→ **Activity**: Repeat exactly the lines of the entries below from the one with "I believe there" through the one with "the FilterExtensions patches.", both ends included, and nothing else.

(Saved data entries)
════════

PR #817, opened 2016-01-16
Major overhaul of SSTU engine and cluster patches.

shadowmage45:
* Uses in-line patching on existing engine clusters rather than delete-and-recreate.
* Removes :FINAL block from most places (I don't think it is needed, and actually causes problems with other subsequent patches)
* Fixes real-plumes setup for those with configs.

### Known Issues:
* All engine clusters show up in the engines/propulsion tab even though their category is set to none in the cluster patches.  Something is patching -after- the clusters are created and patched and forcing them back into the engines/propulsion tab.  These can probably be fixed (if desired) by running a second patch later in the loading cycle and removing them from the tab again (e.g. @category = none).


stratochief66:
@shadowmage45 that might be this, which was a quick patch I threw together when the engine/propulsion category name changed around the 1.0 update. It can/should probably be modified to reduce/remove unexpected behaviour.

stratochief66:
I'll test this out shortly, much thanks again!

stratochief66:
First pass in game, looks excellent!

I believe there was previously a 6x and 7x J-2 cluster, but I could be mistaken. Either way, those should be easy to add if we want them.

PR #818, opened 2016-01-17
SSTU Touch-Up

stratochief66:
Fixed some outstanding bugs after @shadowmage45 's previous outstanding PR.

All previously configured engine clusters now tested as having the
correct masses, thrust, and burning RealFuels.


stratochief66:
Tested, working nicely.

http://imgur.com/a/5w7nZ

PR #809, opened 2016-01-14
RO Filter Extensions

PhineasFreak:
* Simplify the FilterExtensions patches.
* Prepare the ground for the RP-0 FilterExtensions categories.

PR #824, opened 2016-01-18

════════

→ **Task output**:
I believe there was previously a 6x and 7x J-2 cluster, but I could be mistaken. Either way, those should be easy to add if we want them.

PR #818, opened 2016-01-17
SSTU Touch-Up

stratochief66:
Fixed some outstanding bugs after @shadowmage45 's previous outstanding PR.

All previously configured engine clusters now tested as having the
correct masses, thrust, and burning RealFuels.


stratochief66:
Tested, working nicely.

http://imgur.com/a/5w7nZ

PR #809, opened 2016-01-14
RO Filter Extensions

PhineasFreak:
* Simplify the FilterExtensions patches.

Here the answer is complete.